• [Excerpted records]:
····················

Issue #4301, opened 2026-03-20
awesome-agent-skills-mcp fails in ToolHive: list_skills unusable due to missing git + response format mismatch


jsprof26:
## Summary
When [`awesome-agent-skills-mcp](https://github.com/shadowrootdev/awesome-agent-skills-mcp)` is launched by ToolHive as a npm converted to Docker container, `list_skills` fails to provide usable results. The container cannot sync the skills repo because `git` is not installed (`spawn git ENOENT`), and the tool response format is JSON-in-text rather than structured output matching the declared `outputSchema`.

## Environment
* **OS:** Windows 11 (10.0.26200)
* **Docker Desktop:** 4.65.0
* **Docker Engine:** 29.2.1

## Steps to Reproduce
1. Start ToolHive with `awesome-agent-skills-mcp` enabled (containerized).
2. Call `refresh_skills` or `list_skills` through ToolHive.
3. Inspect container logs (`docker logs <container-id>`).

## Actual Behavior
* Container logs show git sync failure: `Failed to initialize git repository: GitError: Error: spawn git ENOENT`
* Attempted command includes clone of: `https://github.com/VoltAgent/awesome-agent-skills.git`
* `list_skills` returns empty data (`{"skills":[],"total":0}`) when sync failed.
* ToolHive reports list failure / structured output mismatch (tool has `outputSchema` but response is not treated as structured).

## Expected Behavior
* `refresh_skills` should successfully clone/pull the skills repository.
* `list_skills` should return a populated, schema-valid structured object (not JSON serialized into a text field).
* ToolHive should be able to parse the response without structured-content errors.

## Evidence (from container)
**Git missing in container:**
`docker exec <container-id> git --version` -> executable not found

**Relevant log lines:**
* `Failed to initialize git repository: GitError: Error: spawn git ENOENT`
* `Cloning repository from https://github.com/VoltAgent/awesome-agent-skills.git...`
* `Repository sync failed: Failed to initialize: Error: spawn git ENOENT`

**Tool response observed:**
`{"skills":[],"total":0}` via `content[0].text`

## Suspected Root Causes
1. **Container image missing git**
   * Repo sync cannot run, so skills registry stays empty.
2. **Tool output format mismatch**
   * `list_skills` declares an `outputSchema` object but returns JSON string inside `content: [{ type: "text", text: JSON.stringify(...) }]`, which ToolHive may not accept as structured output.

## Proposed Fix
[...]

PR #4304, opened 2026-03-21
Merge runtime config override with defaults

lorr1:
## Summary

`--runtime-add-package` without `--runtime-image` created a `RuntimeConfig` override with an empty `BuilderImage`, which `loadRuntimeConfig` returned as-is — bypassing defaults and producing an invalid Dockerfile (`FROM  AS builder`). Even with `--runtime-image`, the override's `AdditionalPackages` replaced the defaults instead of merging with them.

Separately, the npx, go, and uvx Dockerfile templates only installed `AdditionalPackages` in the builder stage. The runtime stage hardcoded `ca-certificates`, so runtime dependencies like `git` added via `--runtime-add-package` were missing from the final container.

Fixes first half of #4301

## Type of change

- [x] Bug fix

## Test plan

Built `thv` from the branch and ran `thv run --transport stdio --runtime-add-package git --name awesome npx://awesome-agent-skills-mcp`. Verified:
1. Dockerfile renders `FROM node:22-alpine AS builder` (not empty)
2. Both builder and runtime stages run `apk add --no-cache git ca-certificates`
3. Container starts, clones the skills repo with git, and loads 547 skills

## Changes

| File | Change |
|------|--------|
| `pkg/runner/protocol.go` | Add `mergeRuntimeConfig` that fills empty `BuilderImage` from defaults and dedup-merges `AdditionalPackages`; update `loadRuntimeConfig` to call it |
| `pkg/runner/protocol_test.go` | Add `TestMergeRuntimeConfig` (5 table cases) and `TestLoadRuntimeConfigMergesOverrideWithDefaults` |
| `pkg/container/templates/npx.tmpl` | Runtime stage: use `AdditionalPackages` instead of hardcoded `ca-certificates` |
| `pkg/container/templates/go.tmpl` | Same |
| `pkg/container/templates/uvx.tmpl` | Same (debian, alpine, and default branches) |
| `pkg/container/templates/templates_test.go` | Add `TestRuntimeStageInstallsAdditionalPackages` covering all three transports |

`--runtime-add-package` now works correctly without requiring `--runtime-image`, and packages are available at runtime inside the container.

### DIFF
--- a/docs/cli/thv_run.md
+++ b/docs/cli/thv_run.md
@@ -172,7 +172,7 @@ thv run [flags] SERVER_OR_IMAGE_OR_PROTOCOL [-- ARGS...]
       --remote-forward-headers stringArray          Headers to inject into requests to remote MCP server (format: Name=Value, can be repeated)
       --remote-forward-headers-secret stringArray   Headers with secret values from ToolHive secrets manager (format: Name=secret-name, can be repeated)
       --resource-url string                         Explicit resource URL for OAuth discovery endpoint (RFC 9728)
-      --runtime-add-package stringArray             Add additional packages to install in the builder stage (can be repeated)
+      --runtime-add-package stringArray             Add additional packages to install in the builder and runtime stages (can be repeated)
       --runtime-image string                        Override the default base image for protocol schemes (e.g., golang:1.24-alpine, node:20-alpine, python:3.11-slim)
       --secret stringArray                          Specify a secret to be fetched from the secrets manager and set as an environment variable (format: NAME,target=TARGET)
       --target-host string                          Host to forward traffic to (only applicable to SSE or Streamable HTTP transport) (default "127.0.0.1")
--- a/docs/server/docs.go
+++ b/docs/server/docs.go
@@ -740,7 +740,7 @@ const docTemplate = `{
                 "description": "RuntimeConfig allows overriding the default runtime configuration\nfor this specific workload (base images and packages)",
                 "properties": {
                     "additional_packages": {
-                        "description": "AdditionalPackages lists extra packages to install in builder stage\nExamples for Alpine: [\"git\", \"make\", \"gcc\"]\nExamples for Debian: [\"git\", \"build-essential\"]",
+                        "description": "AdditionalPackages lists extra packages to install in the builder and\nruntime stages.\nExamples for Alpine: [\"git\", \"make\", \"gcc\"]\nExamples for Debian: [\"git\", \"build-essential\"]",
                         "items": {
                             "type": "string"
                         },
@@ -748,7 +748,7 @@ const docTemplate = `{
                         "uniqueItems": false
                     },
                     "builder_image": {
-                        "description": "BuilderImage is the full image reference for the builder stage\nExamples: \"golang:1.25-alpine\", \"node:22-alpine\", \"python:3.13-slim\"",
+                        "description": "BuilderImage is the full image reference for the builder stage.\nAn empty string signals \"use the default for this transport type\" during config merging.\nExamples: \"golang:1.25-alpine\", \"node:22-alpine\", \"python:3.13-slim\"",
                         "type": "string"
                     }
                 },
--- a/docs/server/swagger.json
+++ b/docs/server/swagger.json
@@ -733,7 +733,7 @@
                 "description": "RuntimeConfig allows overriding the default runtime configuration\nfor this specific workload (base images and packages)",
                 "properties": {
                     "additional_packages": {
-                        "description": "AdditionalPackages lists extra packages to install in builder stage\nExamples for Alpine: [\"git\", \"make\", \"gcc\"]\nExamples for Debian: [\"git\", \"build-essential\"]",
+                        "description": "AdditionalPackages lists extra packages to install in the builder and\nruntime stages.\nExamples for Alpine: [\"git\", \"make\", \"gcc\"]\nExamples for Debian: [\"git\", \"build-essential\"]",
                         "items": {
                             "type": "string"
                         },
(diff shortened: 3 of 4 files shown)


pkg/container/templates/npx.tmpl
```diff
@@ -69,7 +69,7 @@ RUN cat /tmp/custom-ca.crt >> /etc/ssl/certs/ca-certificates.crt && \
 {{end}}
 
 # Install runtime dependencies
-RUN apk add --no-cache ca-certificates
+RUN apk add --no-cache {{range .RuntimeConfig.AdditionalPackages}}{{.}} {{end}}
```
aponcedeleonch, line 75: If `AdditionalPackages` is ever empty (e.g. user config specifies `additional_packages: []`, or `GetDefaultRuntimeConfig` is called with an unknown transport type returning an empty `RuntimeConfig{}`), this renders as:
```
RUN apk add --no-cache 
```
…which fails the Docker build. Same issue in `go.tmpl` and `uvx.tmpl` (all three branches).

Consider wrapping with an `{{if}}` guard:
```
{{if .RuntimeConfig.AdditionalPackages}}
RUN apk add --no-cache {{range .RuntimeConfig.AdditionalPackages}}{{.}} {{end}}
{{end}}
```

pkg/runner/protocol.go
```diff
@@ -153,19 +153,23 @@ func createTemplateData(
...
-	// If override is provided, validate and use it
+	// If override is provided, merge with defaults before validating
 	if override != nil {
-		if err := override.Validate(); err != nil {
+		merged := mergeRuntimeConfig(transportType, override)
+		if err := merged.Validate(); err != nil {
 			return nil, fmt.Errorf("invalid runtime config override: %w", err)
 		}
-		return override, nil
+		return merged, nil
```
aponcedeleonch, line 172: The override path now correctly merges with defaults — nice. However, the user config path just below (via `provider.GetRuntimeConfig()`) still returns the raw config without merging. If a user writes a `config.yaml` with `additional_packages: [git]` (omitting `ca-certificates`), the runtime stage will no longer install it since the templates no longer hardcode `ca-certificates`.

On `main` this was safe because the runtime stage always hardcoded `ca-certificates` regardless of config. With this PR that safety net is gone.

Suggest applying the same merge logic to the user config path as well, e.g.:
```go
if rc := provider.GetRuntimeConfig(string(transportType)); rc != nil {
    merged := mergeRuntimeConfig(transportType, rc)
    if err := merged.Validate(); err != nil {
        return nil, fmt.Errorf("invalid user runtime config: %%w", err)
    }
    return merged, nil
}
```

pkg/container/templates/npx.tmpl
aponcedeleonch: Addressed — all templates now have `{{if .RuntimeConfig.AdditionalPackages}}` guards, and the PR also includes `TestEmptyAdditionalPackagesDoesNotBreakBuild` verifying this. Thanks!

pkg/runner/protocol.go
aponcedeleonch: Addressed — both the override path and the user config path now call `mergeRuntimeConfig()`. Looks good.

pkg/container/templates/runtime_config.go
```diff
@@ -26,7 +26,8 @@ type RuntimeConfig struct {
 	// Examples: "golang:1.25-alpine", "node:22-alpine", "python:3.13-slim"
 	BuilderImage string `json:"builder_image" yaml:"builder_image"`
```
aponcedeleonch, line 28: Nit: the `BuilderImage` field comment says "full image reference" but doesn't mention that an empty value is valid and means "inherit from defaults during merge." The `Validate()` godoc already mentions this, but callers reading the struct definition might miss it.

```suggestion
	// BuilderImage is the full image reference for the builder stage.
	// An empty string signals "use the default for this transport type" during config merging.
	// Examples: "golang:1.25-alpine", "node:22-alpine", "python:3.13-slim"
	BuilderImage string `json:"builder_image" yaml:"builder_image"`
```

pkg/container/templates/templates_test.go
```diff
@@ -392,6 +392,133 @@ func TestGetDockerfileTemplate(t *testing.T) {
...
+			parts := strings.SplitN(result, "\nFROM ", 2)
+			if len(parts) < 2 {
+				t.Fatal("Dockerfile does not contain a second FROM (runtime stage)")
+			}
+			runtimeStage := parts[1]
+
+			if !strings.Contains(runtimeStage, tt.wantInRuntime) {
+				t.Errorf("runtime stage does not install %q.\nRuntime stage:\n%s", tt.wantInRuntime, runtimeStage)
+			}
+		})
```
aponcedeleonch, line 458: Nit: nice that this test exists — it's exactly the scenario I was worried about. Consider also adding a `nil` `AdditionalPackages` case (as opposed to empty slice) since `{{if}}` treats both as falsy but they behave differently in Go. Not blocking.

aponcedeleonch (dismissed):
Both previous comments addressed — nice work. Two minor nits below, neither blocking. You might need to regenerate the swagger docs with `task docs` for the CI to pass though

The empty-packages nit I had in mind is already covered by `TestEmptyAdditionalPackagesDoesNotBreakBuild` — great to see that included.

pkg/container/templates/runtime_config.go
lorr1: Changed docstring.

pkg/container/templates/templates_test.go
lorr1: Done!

····················

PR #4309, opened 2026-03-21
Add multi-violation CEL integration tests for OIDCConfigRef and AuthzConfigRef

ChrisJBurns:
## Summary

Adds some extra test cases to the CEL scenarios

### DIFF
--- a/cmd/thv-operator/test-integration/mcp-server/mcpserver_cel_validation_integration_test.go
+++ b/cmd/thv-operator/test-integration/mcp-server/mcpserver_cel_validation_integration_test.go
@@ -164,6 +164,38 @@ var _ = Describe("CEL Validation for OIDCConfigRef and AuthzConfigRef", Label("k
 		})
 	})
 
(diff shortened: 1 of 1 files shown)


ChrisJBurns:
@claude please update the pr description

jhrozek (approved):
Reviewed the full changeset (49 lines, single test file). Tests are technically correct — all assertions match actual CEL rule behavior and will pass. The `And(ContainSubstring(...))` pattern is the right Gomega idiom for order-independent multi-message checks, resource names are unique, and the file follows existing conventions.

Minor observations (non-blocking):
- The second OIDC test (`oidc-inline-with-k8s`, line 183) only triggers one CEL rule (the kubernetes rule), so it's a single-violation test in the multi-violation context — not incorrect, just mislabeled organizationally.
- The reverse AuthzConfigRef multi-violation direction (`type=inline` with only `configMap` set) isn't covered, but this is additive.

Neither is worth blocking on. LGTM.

····················

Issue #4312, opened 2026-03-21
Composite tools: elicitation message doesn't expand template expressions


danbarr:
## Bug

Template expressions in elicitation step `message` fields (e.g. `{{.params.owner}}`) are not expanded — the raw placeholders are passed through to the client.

····················

• [Problem]:
Return every line from the records above that holds the word "fails".

• [Solution to this problem]:
awesome-agent-skills-mcp fails in ToolHive: list_skills unusable due to missing git + response format mismatch
When [`awesome-agent-skills-mcp](https://github.com/shadowrootdev/awesome-agent-skills-mcp)` is launched by ToolHive as a npm converted to Docker container, `list_skills` fails to provide usable results. The container cannot sync the skills repo because `git` is not installed (`spawn git ENOENT`), and the tool response format is JSON-in-text rather than structured output matching the declared `outputSchema`.
…which fails the Docker build. Same issue in `go.tmpl` and `uvx.tmpl` (all three branches).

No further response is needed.